Books! I started to write creatively because it didn’t feel like ‘enough’ to be a reader. My faves are fairly canonical. Munro. Flannery O’Connor. George Eliot. Woolf. Also: Bohumil Hrabal, Rachel Cusk, Yiyun Li, J. M. Coetzee, Gogol.
13 - What fragrance reminds you of home?
Lynda Barry has a great piece about how bad we are at identifying the smells of our own homes, which to us smell like nothing much. Probably the home with the most distinctive smell was my childhood home, which was above my mother’s health-food store. It had that classic ‘small health-food store’ smell—notes of chamomile, nettle, cinnamon, glycerin, freshly-ground peanut butter, and a bunch of other spices and herbs.
14 - David W. McFadden once said that books come from books, but are there any other forms that influence your work, whether nature, music, science or visual art?
Nature is the closest thing. As I get older I am consistently charmed by nature. The way I now notice the texture of lichen on a tree or the swoop of a chickadee’s flight has made its way into my work. During the pandemic I started foraging for mushrooms on Mont Royal, and that activity oriented me towards decay and death in unexpected ways, resulting in the story “Matsutake.”
15 - What other writers or writings are important for your work, or simply your life outside of your work?
Like many middle-aged people I have been drawn to meditation. Shunryu Suzuki and Pema Chödrön are the bomb!
16 - What would you like to do that you haven't yet done?
Garden. In fact I’ve just started this spring, but I haven’t really ‘done’ gardening yet. I am becoming an aficionado of worms.
17 - If you could pick any other occupation to attempt, what would it be? Or, alternately, what do you think you would have ended up doing had you not been a writer?
I don’t know. I feel very absorbed by my current life.
18 - What made you write, as opposed to doing something else?
As many people have acknowledged, making art isn’t really a choice. It’s something I have to do to feel sane.
19 - What was the last great book you read? What was the last great film?
Edith Wharton’s The Age of Innocence!!! Somehow I never got around to it in grad school. The exploration of wealthy 1870s New York life, wry but above all precise—oh the tyranny of pleasantness!—and the way the protagonist Archer’s inner life secretly threads itself through the niceties of that world, the ways he fools himself about what he feels, it all feels so true even now.
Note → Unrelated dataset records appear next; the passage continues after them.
Issue #551, opened 2026-09-14
Egress verification passes on a datapath where no session can complete


privateip:
## Summary

The egress check watches for a translated packet on the wire and stops there. It never confirms that packet arrived anywhere, and never confirms a reply came back, so it reports green on a datapath where no egress session can complete.

Both return-path faults found by driving real traffic to a host outside the fabric sat behind a passing check. The lab now has such a host permanently attached to the transit, so a round trip is available to test against.

## Outcome

The egress check drives a request and its response through a shard to a destination outside the fabric, and fails when either direction breaks.

Related to #546, #549 and #550.

privateip:
The egress check now drives a request and its response through a shard to a destination outside the fabric and fails when either direction breaks. This landed as `verify:nat-datapath` in PR #552 ([9541e7d](https://github.com/datum-cloud/galactic/commit/9541e7d67b838d8eebb242b0ae9bd8ddf435ca6)), which added the off-fabric `remote-host` and asserted both directions on both families: the far end must see the translated packet masqueraded to the shard's address, and the tenant's fetch must get a reply back.

The shallow wire-only check (`verify:nat-egress`) remains as the fast check. The return-path faults it used to sit behind are fixed and covered elsewhere: #549 by `verify:nat-return-route`, #550 by the shard stamping the tenant's own End.DT46 SID, and #565 by both legs of the shard transmitting from the driver so conntrack sees the reply. The change is in release v0.2.0.

Closing as already fixed. If the round-trip check still reports green on a broken datapath on the latest version, reopen with the lab state and I will look again.

PR #562, opened 2026-09-15
fix(containerlab): Count only drops the egress check caused

### LINKED ISSUE #546: Egress verification fails on drops that already healed
## Summary

The shard's drop counters only increase, and they live in a pinned map that outlives the process that writes them. One transient — a link flap, a fabric reconverging after a restart — makes the egress verification fail on every later run, including runs where the datapath is provably healthy. Restarting the shard does not clear them; it takes direct map surgery.

The check cannot tell a drop happening now from one that happened hours ago, so once it has failed it stops carrying information, and a real regression behind it goes unnoticed.

## Outcome

The egress check reports drops that occur during the check itself, and a transient that has since healed does not keep it red.

privateip:
## Summary

A NAT shard's drop counters live in a pinned map that outlives the process writing them, so they count everything the node has ever dropped rather than what a given run caused. The egress verification failed on any non-zero reading, so a single transient that had long since healed turned it red on every later run — including runs where the translation provably worked — and clearing it took direct map surgery. The check now samples the counters around its own probe and fails only on ones that moved, the same shape the ingress gateway check already uses. Once a check is permanently red it stops carrying information, which is what made this worth fixing rather than working around.

## Test plan

- [ ] A healed transient in the counters no longer fails the egress check
- [ ] A drop caused during the probe still fails it, naming the reason and the change
- [ ] The full round-trip check reports only drops from its own run
- [ ] Lint passes

Fixes #546


privateip:
Confirmed against the running gvpc lab before changing anything. A baseline run passed. Three pings from a dfw tenant through sjc's shard then bumped the drop counter by 3 — ICMP counts as a drop because the shard is TCP/UDP only by design — and the next run failed on those 3, despite the translation itself succeeding: it got past the EtherType, masquerade port range, and connection table checks and failed only at the end. Deleting the shard pod left the counter at 3, so a restart really does not clear it.

After the change, the same stale 3 no longer fails the run. Driving ICMP through the shard during the probe window does fail it, reporting `nat66_malformed_forward 3 -> 4`, so the check is narrowed rather than defanged. The lab is back where it started, counters zeroed.

Worth being explicit about the tradeoff: a delta cannot see a drop landing between the opening sample and the probe's first packet, or after the closing one. That is inherent to sampling around a probe, and the ingress gateway check accepts the same limit. Failing forever on a transient is not a better alternative.

Out of scope here: the egress check still stops at a translated packet on the wire without confirming delivery or a reply (#551), and the return path is still broken on both families (#549, #550). Those stay open.

ecv (approved):

Issue #565, opened 2026-09-16
A tenant's TCP session through an egress shard dies after the handshake


privateip:
## Summary

A shard's two directions disagree about whether the kernel is in the path. Outbound, it translates and passes the packet up, so netfilter opens a connection-tracking entry; inbound, it translates and transmits from the driver, so netfilter never sees the reply and that entry never leaves SYN_SENT. The tenant's ACK then fails TCP window validation, is marked invalid, and the node's own kube-proxy rule drops it — every shard drop counter stays flat while the session dies. Only the handshake's first packet ever reaches the far end.

Invisible until #549 and #550 landed and replies started arriving. UDP is unaffected: it has no window to fail, and a UDP round trip through a shard completes today on both families.

## Outcome

A tenant completes a TCP session with a host outside the fabric through its shard.

privateip:
Confirmed live in the containerlab lab, dfw's ns10 tenant egressing through sjc's shard to the off-fabric host, with #550's fix in place so replies reach the tenant.

The off-fabric host receives the SYN and nothing else, then retransmits its SYN-ACK until it gives up. On the shard node, `tcpdump -i any` shows the tenant's ACK and GET arriving already correctly translated — right masquerade address, right allocated port — with no matching outbound packet. The kernel takes them and does not forward them.

What it is:

```
# /proc/net/nf_conntrack on the shard node, mid-probe
ipv6 10 tcp 6 48 SYN_SENT src=2001:db8:9966:3::1 dst=2001:db8:1:40::2 sport=53653 dport=80 [UNREPLIED] ...

# ip6tables -t filter -L KUBE-FORWARD -n -v
   64  7888 DROP  all  ::/0  ::/0  ctstate INVALID nfacct-name ct_state_invalid_dropped_pkts
```

That rule's counter moves by ~11 per probe — the ACK plus the GET's retransmissions — while every `galactic_nat_drops_total` reason stays flat, which is what makes this so quiet from the shard's own side. `nf_conntrack_tcp_be_liberal` is 0, so an ACK acknowledging a sequence the kernel never saw is out of window by definition.

The entry stays `[UNREPLIED]` because the SYN-ACK is claimed by XDP at ingress, un-translated, and transmitted straight back out of the driver. Netfilter is never on that path. The forward leg, by contrast, translates in place and passes up into ordinary forwarding, which is what opens the entry in the first place.

Two directions to fix it, and they are genuinely different bets rather than one obvious answer:

[...]

Issue #554, opened 2026-09-14
A backend's reply to an ingress VIP is dropped at the edge node as an invalid connection


privateip:
## Summary

When a backend answers a request sent to an ingress VIP, the reply never reaches the client. The forward half of the connection crosses the edge node inside an encapsulated packet and bypasses that node's connection tracking, so when the plain reply crosses the same node on its way out, tracking holds no record of the flow and marks it invalid. The standard Kubernetes forwarding rules on the node drop anything in that state. Every reply and every retransmit dies at the last hop before the fabric.

## Impact

This is structural rather than a misconfiguration. Direct server return means the two halves of a connection never traverse the same stateful path, so a reply can never match a tracked flow. It surfaces only once packets reach a backend at all, which is why it sits behind the forwarding fault tracked separately.

## Acceptance criteria

- [ ] A backend's reply to an ingress VIP reaches an off-fabric client.
- [ ] The reply survives the edge node without relying on a connection tracking entry that the forward path never creates.
- [ ] The behaviour holds on a node running the stock Kubernetes forwarding rules, with no hand-added exemption.

privateip:
Reproduced by injecting the encapsulated frame a fixed forwarding path would emit, which sidesteps #553 and gets a real request to a real backend.

The compute node decapsulates it, nginx answers, and the reply leaves with the VIP correctly substituted as its source:

```
2001:db8:6060::1.80 > 2001:db8:1:40::2.44450: Flags [S.]
```

That reply arrives on the edge node's site-internal interface and is never forwarded out the uplink. The route is present and resolves over the uplink, so routing is not the blocker.

The drop is the first rule of `KUBE-FORWARD`, `ctstate INVALID -j DROP`. Its counter rose by exactly three for three SYN-ACK retransmits, and `conntrack -L` holds no entry for the flow.

The forward half reached the compute node through XDP, which bypasses netfilter, and it was encapsulated, so tracking never saw the inner flow. Plain forwarding across the same node is unaffected: an ICMP echo over the identical interface pair forwards normally. Only the return half of a load-balanced connection looks invalid.

Confirmed as the sole remaining fault. With a temporary `-s 2001:db8:6060::/48 -j ACCEPT` ahead of that rule, the reply reached the off-fabric client. The rule was removed afterwards and the chain is back to its original state.

[...]

PR #566, opened 2026-09-16
fix(cni): Source a tenant's encapsulated egress from this node's own SID

### LINKED ISSUE #550: A shard cannot return a translated reply to a tenant hosted on another node

privateip:
## Summary

A shard could not return a translated reply to a tenant on another node, which is every tenant. The shard was never at fault: it does re-encapsulate from connection state, toward the outer source the tenant's node stamped, and that source was the node's underlay interface address — a link prefix nobody originates into the fabric and that no node decapsulates on arrival. A tenant's node now stamps its own End.DT46 SID for that tenant's VRF, the same SID the attachment already advertises, so a reply rides the site locator every fabric-router originates and decapsulates like any other SRv6 packet. Fixing this in the underlay alone would have moved the failure rather than removed it.

> [!IMPORTANT]
> Blocked by #565. Egress still does not complete a TCP session — the shard passes its forward leg into the kernel and transmits its return leg from the driver, so conntrack never sees a reply and the tenant's ACK is dropped as invalid. That failure was invisible until replies started arriving, so `verify:nat-datapath` stays out of the verify chain and this should not merge as a claim that tenant egress works.

## Test plan

- [x] `task ci`, plus the BPF tests under root, which skip otherwise
- [x] A tenant's node stamps its own SID per VRF, and two tenants never share one
- [x] The un-translated reply reaches the tenant's pod, confirmed by capture on its node
- [x] A UDP round trip to the off-fabric host completes on NAT66 and NAT64

Fixes #550


privateip:
Kept as a draft because of #565 rather than because anything here is unfinished. This half is done and measured; merging it while egress still cannot carry a TCP session would read as a claim it can.

On the two tests that look like duplicates of each other: one asserts the datapath splices the right Argument into the right base, the other that two attachments on one node never end up with the same source. The second is the one that matters for tenant isolation, since a shard keys a flow's connection state on exactly this value and would otherwise deliver one tenant's replies into another's VRF. Both fail against the pre-fix datapath, which I checked by reverting the splice alone rather than assuming.

The lab evidence, for anyone re-running it. A capture on the tenant's node during a request to the off-fabric host:

```
eth1 Out  2001:db8:ff01:1:e001:: > 2001:db8:ff02:9:e001:: : fd20:10:ff01::100:0.57372 > 2001:db8:1:40::2.80  [S]
eth2 In   2001:db8:ff02:9:e001:: > 2001:db8:ff01:1:e001:: : 2001:db8:1:40::2.80 > fd20:10:ff01::100:0.57372  [S.]
eth1 Out  2001:db8:ff01:1:e001:: > 2001:db8:ff02:9:e001:: : ... [.] ack 1
```

Outbound carries the node's SID base with the tenant's Argument spliced in. Inbound, the shard addresses the un-translated reply to exactly that, and the pod's own stack answers it — so decap, VRF resolution and delivery all work. That leg counted a `fib_no_neigh` drop before this change. A UDP round trip completes on both families, which is the cleanest proof available while #565 holds TCP down.

One thing I did not do, deliberately. The ingress sidecar registers its VRFs under a synthetic Block, so the Argument spliced into its source names no `vrf_table` entry under the node's real one. That costs nothing today: the sidecar installs only per-prefix routes toward a client's own SID, never a shard default, so no shard reflects its source back. It becomes a real bug the day a sidecar VRF gets a NAT66 default, and there is a comment at that call site saying so.

The branch also carries an unrelated lab commit that was already in the working tree: exempting fabric transit from the same kube-proxy invalid-state drop, for #554 and for asymmetric ECMP across dfw's dual-homed compute node. Separate commit, easy to drop if it should go on its own branch.

ecv (approved):

PR #1292, opened 2023-06-07
make md5 optional

demoray:


johnbatty (approved):
Looks great to me - particularly the fact that the md5 dependency can be totally excluded via a feature flag.

Just one observation:
- This obviously isn't backward compatible, but as we are 0.x then there are no compatibility guarantees and the README also says so.  Plus it is pretty easy to add in the `md5` feature if users want it.  The alternative would be to add `md5` into the default features, but personally I think it is better as an opt-in feature.

demoray:
> Looks great to me - particularly the fact that the md5 dependency can be totally excluded via a feature flag.
> 
> Just one observation:
> 
> * This obviously isn't backward compatible, but as we are 0.x then there are no compatibility guarantees and the README also says so.  Plus it is pretty easy to add in the `md5` feature if users want it.  The alternative would be to add `md5` into the default features, but personally I think it is better as an opt-in feature.

Yep, the change to make this an "opt-in required" feature was intentional primarily because we're in a 0.x version.

PR #1301, opened 2023-06-13
security_keyvault: Fix continuation requests

marzullo:
The `set_query` function was overriding the query string when listing enough secrets to be Pageable, so the next_link query string was being replaced. This caused an infinite loop where the `ListSecretsBuilder` stream repeatedly returned the first 25 objects, never completing the subsequent paginated requests.

Please let me know if there are any other changes/suggestions.

### DIFF
--- a/sdk/security_keyvault/Cargo.toml
+++ b/sdk/security_keyvault/Cargo.toml
@@ -1,6 +1,6 @@
 [package]
 name = "azure_security_keyvault"
-version = "0.12.1"
+version = "0.12.0"
 authors = ["Microsoft Corp."]
 description = "Rust wrapper around Microsoft Azure REST APIs for Azure Key Vault"
 repository = "https://github.com/azure/azure-sdk-for-rust"
--- a/sdk/security_keyvault/Cargo.toml
+++ b/sdk/security_keyvault/Cargo.toml
@@ -1,6 +1,6 @@
 [package]
 name = "azure_security_keyvault"
-version = "0.12.0"
+version = "0.12.1"
 authors = ["Microsoft Corp."]
 description = "Rust wrapper around Microsoft Azure REST APIs for Azure Key Vault"
 repository = "https://github.com/azure/azure-sdk-for-rust"
--- a/sdk/security_keyvault/src/clients/keyvault_client.rs
+++ b/sdk/security_keyvault/src/clients/keyvault_client.rs
@@ -75,7 +75,7 @@ impl KeyvaultClient {
         let dt = OffsetDateTime::now_utc();
         let time = date::to_rfc1123(&dt);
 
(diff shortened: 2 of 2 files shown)


marzullo:

heaths (changes requested):

sdk/security_keyvault/Cargo.toml
```diff
@@ -1,6 +1,6 @@
 [package]
 name = "azure_security_keyvault"
-version = "0.12.0"
+version = "0.12.1"
```
demoray, line 3: For the foreseeable future, we prefer to increment the crate versions all at once to reduce difficulties with incompatibility issues for different `azure_core`. 

```suggestion
version = "0.12.0"
```

sdk/security_keyvault/src/clients/keyvault_client.rs
```diff
@@ -75,7 +75,9 @@ impl KeyvaultClient {
         let dt = OffsetDateTime::now_utc();
         let time = date::to_rfc1123(&dt);
 
-        url.set_query(Some(API_VERSION_PARAM));
+        if url.query().is_none() || !url.query().unwrap().contains(API_VERSION_PARAM) {
+            url.set_query(Some(API_VERSION_PARAM));
+        }
```
demoray, line 80: The current implementation _always_ overrides the `api-version`.

I believe the intent of this PR is to set the query param `api-version` if it doesn't already exist in the URL, but if it does, use that version.  I think this is more in line with what you're trying to accomplish:

```suggestion
        if !url
            .query_pairs()
            .into_iter()
            .any(|(key, _)| key == API_VERSION_PARAM_NAME)
        {
            url.set_query(Some(API_VERSION_PARAM))
        }
```

demoray: Note, this suggestion assumes this change at the top of the file

Replace:
```rust
const API_VERSION_PARAM: &str = formatcp!("api-version={}", API_VERSION);
```

With this:
```rust
const API_VERSION_PARAM_NAME: &str = "api-version";
const API_VERSION_PARAM: &str = formatcp!("{}={}", API_VERSION_PARAM_NAME, API_VERSION);
```

demoray (changes requested):

sdk/security_keyvault/src/clients/keyvault_client.rs
demoray: @heaths , I believe this suggestion would address the concerns you highlighted in your comment.  Thoughts?

heaths: Our REST API guidelines say to override the api-version with whatever the client was configured unconditionally.

demoray:
@marzullo thank you identifying the issue and for the contribution.  We've merged #1396 that was based on this PR.

PR #1304, opened 2023-06-16
add customer encryption key for upload and download blob request

Leavrth:
support `x-ms-encryption-algorithm`, `x-ms-encryption-key` and `x-ms-encryption-key-sha256` for upload/download blobs in headers.


sdk/storage_blobs/src/blob/operations/get_blob.rs
```diff
@@ -43,6 +44,9 @@ impl GetBlobBuilder {
                 }
 
                 headers.add(this.lease_id);
+                if let Some(cpk_info) = &this.encryption_key {
+                    headers.add_ref(cpk_info);
+                }
```
demoray, line 49: Can you discuss this choice, instead of using 
```suggestion
                headers.add(this.encryption_key);
```

This is made possible by the following:
https://github.com/Azure/azure-sdk-for-rust/blob/be63d1eb8bcd8f760376fb4b71ad8a140261947f/sdk/core/src/headers/mod.rs#L25-L27

Leavrth: Thank you for your review.

The struct `CPKInfo` contains 3 headers: `EncryptionKey`, `EncryptionKeySha256` and `EncryptionAlgorithm`. That's because once the `EncryptionKey` is specified, the other 2 headers must be provided. (from azure-sdk-for-go)

The `this.encryption_key` is wrapped by `Option`, for which I find there has been an implement:
```
// ./sdk/core/src/headers/mod.rs:L25
impl<T> AsHeaders for Option<T>
where
    T: Header,
{
    type Iter = std::option::IntoIter<(HeaderName, HeaderValue)>;

    fn as_headers(&self) -> Self::Iter {
        match self {
            Some(h) => h.as_headers(),
            None => None.into_iter(),
        }
    }
}
```

The T has a trait bound `Header`, which has the function `name` and `value`. But the trait `Header` can not be implemented by `CPKInfo`. So I cannot directly use `headers.add(this.encryption_key);`.

Leavrth: @demoray  PTAL

Leavrth: Maybe we can just specify the `AsHeaders::Iter` to expand the scope. See the code as followes:
```
impl<T> AsHeaders for Option<T>
where
    T: AsHeaders<Iter = std::option::IntoIter<(HeaderName, HeaderValue)>>,
{
    type Iter = T::Iter;

    fn as_headers(&self) -> Self::Iter {
        match self {
            Some(h) => h.as_headers(),
            None => None.into_iter(),
        }
    }
}

```

Leavrth:
In the commit [c18fbdd](https://github.com/Azure/azure-sdk-for-rust/pull/1304/commits/c18fbdd1b79b28c32e929e30f067344377520a4c), I modify the `std::option::IntoIter<(HeaderName, HeaderValue)>` to `std::vec::IntoIter<(HeaderName, HeaderValue)>` so that we can integrate multiple headers into one type.

demoray (approved):

sdk/storage_blobs/src/options/encryption_key.rs
```diff
@@ -0,0 +1,67 @@
+use azure_core::headers::{self, AsHeaders, HeaderName, HeaderValue};
+
+const DEFAULT_ENCRYPTION_ALGORITHM: &'static str = "AES256";
```
demoray, line 3:
```suggestion
const DEFAULT_ENCRYPTION_ALGORITHM: &'str = "AES256";
```

sdk/storage_blobs/src/options/encryption_key.rs
```diff
@@ -0,0 +1,67 @@
+use azure_core::headers::{self, AsHeaders, HeaderName, HeaderValue};
+
+const DEFAULT_ENCRYPTION_ALGORITHM: &'str = "AES256";
```
demoray, line 3:
```suggestion
const DEFAULT_ENCRYPTION_ALGORITHM: &str = "AES256";
```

Filmwise, I loved The Farewell, its mix of pathos and hilarity; and also the way it presents the audience with a situation they might not agree with (a family lie) but invites them to stay with it and try to understand it.
20 - What are you currently working on?
Recently I’ve returned to personal essays. I suspect that I have a creative systolic/diastolic system whereby I alternate between nonfiction and fiction. We’ll see!